Your task: Scan the records for "macosx" and copy each line that contains it.
━━ Source material
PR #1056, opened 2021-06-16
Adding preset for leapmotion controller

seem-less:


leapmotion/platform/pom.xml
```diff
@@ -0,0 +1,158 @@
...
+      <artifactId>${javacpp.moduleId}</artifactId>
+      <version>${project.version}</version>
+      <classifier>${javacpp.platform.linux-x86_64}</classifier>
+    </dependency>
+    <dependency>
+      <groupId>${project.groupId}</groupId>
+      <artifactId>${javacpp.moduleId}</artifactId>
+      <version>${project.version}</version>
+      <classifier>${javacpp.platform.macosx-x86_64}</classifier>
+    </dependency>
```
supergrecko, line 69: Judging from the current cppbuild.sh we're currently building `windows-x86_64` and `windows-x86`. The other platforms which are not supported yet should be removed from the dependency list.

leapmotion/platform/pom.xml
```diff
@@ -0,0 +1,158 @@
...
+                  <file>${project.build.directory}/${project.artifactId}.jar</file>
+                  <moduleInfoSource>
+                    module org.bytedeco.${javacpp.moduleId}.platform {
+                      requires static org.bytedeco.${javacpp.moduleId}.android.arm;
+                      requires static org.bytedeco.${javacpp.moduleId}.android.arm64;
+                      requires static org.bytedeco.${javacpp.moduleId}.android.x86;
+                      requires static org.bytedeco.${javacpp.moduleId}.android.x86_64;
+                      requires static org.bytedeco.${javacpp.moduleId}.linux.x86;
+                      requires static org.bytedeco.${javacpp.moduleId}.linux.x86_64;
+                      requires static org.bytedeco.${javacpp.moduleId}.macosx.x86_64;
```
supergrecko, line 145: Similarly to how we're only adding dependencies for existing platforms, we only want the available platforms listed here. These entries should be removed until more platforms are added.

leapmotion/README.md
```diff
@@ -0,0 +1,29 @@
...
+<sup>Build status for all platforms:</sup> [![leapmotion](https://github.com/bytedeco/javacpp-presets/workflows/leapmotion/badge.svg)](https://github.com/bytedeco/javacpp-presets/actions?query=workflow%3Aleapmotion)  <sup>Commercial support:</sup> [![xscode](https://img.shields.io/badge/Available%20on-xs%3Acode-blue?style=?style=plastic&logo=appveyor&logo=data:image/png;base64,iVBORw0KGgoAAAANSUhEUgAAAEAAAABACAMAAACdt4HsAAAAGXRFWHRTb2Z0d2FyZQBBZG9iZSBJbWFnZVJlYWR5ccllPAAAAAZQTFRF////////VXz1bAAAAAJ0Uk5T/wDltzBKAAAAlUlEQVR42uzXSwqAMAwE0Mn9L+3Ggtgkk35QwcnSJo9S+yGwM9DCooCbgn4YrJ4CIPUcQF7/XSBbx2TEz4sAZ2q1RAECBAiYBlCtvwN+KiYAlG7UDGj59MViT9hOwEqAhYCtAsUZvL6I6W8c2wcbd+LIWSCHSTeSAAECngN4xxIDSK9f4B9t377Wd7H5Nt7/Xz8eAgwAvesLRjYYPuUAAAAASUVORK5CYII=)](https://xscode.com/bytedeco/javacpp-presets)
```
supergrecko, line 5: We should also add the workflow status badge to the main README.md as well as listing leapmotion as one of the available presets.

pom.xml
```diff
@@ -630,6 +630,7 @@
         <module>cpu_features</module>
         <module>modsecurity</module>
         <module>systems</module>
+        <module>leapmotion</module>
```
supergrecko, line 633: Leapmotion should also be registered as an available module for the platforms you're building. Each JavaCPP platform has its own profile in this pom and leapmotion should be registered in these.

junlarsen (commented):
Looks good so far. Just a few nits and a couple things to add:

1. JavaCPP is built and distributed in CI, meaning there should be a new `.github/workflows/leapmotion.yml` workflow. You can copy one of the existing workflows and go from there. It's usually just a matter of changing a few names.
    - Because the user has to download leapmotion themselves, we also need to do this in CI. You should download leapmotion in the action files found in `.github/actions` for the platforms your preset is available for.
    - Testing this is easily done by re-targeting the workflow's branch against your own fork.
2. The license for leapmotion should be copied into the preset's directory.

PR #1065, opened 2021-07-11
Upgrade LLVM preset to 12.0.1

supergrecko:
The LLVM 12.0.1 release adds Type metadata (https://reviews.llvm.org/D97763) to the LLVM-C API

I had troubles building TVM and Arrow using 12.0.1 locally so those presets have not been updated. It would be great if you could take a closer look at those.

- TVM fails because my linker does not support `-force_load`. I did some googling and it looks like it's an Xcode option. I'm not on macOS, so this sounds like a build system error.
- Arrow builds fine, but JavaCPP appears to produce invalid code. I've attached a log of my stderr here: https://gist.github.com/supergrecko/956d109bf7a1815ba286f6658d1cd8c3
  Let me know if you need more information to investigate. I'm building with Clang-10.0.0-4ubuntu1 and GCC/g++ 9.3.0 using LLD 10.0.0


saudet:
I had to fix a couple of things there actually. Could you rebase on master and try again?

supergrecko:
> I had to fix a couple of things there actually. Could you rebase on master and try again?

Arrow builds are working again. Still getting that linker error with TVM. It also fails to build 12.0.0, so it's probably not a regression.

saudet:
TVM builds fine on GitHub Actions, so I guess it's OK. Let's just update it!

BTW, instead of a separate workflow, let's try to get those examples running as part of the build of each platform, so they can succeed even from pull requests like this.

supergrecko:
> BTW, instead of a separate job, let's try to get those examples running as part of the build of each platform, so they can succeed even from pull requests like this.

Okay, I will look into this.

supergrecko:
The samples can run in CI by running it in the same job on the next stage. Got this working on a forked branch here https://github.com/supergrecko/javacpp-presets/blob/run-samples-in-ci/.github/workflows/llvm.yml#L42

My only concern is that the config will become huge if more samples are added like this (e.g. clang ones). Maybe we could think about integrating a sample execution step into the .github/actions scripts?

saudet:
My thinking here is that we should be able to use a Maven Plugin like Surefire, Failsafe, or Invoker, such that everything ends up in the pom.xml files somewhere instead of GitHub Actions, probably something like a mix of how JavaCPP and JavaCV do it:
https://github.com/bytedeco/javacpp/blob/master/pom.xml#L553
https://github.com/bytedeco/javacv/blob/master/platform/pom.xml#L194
━━━━
━━ Source material
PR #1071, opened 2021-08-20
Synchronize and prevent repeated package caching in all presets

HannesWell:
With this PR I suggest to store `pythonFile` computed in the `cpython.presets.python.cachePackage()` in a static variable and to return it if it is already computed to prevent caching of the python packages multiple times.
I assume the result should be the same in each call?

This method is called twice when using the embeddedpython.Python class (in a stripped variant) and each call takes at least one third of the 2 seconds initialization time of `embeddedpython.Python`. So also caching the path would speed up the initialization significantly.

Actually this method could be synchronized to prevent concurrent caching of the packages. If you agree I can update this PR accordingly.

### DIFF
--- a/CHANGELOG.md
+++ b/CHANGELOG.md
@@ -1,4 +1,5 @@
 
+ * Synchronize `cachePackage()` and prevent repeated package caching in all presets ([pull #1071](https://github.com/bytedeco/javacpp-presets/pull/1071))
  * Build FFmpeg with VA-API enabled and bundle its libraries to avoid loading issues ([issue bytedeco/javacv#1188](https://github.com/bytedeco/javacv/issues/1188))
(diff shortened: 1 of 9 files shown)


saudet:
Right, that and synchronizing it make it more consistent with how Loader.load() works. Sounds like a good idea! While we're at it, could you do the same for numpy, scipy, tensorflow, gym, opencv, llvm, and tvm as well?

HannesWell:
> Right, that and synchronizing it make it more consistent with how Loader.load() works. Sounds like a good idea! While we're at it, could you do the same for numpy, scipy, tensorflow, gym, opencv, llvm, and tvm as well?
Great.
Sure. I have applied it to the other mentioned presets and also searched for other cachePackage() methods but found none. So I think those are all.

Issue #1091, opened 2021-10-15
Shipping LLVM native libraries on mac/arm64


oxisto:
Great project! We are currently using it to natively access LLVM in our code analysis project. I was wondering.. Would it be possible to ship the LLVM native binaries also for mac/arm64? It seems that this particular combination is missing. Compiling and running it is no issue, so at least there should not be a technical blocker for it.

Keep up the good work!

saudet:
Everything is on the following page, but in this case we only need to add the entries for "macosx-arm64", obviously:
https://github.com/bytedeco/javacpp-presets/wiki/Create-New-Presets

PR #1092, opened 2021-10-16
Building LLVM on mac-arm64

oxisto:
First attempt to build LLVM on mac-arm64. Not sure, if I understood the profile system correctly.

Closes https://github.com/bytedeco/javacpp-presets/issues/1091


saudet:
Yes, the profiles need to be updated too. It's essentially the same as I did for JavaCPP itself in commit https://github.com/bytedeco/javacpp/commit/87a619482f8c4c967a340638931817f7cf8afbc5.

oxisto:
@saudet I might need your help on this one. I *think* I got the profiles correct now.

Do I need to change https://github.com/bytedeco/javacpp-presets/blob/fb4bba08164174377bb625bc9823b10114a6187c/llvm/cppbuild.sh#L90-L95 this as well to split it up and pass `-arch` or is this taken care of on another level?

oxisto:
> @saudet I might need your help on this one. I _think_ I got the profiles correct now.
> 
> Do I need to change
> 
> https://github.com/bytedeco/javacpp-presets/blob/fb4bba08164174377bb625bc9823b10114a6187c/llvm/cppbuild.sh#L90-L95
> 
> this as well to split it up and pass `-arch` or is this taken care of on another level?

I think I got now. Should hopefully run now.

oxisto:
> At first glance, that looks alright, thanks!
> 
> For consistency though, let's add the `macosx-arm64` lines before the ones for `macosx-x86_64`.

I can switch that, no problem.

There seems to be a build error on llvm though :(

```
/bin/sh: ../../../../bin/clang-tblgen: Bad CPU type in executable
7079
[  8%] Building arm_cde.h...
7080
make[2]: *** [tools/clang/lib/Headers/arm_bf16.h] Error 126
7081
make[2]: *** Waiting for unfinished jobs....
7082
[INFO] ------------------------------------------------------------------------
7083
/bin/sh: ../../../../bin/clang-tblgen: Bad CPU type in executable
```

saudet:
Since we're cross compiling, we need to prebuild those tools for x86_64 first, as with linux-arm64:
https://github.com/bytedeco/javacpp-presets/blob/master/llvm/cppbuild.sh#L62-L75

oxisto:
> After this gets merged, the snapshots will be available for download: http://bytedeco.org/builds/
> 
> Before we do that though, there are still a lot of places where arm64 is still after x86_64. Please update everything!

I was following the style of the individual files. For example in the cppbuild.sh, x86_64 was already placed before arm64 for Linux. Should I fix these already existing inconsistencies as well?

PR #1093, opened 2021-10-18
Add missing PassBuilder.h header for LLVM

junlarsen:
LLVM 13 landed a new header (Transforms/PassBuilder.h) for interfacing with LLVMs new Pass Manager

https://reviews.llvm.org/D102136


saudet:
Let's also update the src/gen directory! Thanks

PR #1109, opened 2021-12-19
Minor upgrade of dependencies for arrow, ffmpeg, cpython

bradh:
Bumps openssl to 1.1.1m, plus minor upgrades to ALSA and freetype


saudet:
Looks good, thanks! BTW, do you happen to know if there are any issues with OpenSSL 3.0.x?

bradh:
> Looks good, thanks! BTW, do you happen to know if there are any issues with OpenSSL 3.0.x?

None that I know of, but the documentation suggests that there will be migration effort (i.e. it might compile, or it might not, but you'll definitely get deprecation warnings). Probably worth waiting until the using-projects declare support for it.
━━━━
Completed exercise:
+      <classifier>${javacpp.platform.macosx-x86_64}</classifier>
+                      requires static org.bytedeco.${javacpp.moduleId}.macosx.x86_64;
Everything is on the following page, but in this case we only need to add the entries for "macosx-arm64", obviously:
> For consistency though, let's add the `macosx-arm64` lines before the ones for `macosx-x86_64`.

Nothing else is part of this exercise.